(Saved entries)
# # # # #
PR #290, opened 2022-11-04
Fixes #271 - Allow bubbles to horizontally fill the available space

### LINKED ISSUE #271: Bubbles should not be fixed width
The original EX design had fixed width bubbles. @nadonomy confirmed this was a mistake (as the massive bubbles with lots of internal padding look weird). It also wastes screen real estate if bubbles can’t expand to fill the screen (as telegram allows).

There should be new designs somewhere with more accurate bubbles.

stefanceriu:
This PR will drop the previous percent based bubble width layout and allow them to fill all availalbe horizontal space. It also remoes the `timelineWidth` env key as it's no longer needed.
Screenshot 2022-11-04 at 16 36 16


ismailgulek (approved):
Great!

PR #299, opened 2022-11-08
Reset keyboard after message sent

### LINKED ISSUE #269: Keyboard doesn’t change back to alphabetic mode after you send a msg
**Describe the bug**
Keyboard layout should reset to alphabetic mode every time you send a message. Instead, it stays in whatever mode you were previously in.

**To Reproduce**
1. Send a message that ends with a punctuation symbol
2. Hit send
3. Note the keyboard is still in punctuation mode

Nightly, iOS 16.1, iPhone 12 Pro Max

ismailgulek:
Fixes #269


stefanceriu (approved):
Nice one 👍

PR #308, opened 2022-11-11
Video playback

### LINKED ISSUE #238: Video message playback support
Allow video message playback from the timeline using Apple's default video player

ismailgulek:
Fixes #238

`FileCache` is definitely not a perfect implementation, but it should be good enough for now.
Pushing the media player is not perfect neither, we might implement some transitions in future.


stefanceriu (approved):
Nice!
The only comment I have is about the the caching: is it maybe time to completely drop the file caches from our side (only keeping the in memory image cache) and completely rely on the RustSDK's ones?

PR #318, opened 2022-11-15
Fixes #296 - Improved bubble timeline item corner radii

### LINKED ISSUE #296: Fix timeline bubble corner radii
In [290](https://github.com/vector-im/element-x-ios/pull/290) We have decided make the width of timeline bubbles dynamic, based on their content, but that breaks the corner radii treatment for grouped bubbles. We need to sync up with the design team and decide on what the correct fix is.

Image

stefanceriu:
image


ismailgulek (commented):
👌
# # # # #
→ **Your objective**:
Transcribe each record shown above, exactly.

→ **Solution below**:
PR #290, opened 2022-11-04
Fixes #271 - Allow bubbles to horizontally fill the available space

### LINKED ISSUE #271: Bubbles should not be fixed width
The original EX design had fixed width bubbles. @nadonomy confirmed this was a mistake (as the massive bubbles with lots of internal padding look weird). It also wastes screen real estate if bubbles can’t expand to fill the screen (as telegram allows).

There should be new designs somewhere with more accurate bubbles.

stefanceriu:
This PR will drop the previous percent based bubble width layout and allow them to fill all availalbe horizontal space. It also remoes the `timelineWidth` env key as it's no longer needed.
Screenshot 2022-11-04 at 16 36 16


ismailgulek (approved):
Great!

PR #299, opened 2022-11-08
Reset keyboard after message sent

### LINKED ISSUE #269: Keyboard doesn’t change back to alphabetic mode after you send a msg
**Describe the bug**
Keyboard layout should reset to alphabetic mode every time you send a message. Instead, it stays in whatever mode you were previously in.

**To Reproduce**
1. Send a message that ends with a punctuation symbol
2. Hit send
3. Note the keyboard is still in punctuation mode

Nightly, iOS 16.1, iPhone 12 Pro Max

ismailgulek:
Fixes #269


stefanceriu (approved):
Nice one 👍

PR #308, opened 2022-11-11
Video playback

### LINKED ISSUE #238: Video message playback support
Allow video message playback from the timeline using Apple's default video player

ismailgulek:
Fixes #238

`FileCache` is definitely not a perfect implementation, but it should be good enough for now.
Pushing the media player is not perfect neither, we might implement some transitions in future.


stefanceriu (approved):
Nice!
The only comment I have is about the the caching: is it maybe time to completely drop the file caches from our side (only keeping the in memory image cache) and completely rely on the RustSDK's ones?

PR #318, opened 2022-11-15
Fixes #296 - Improved bubble timeline item corner radii

### LINKED ISSUE #296: Fix timeline bubble corner radii
In [290](https://github.com/vector-im/element-x-ios/pull/290) We have decided make the width of timeline bubbles dynamic, based on their content, but that breaks the corner radii treatment for grouped bubbles. We need to sync up with the design team and decide on what the correct fix is.

Image

stefanceriu:
image


ismailgulek (commented):
👌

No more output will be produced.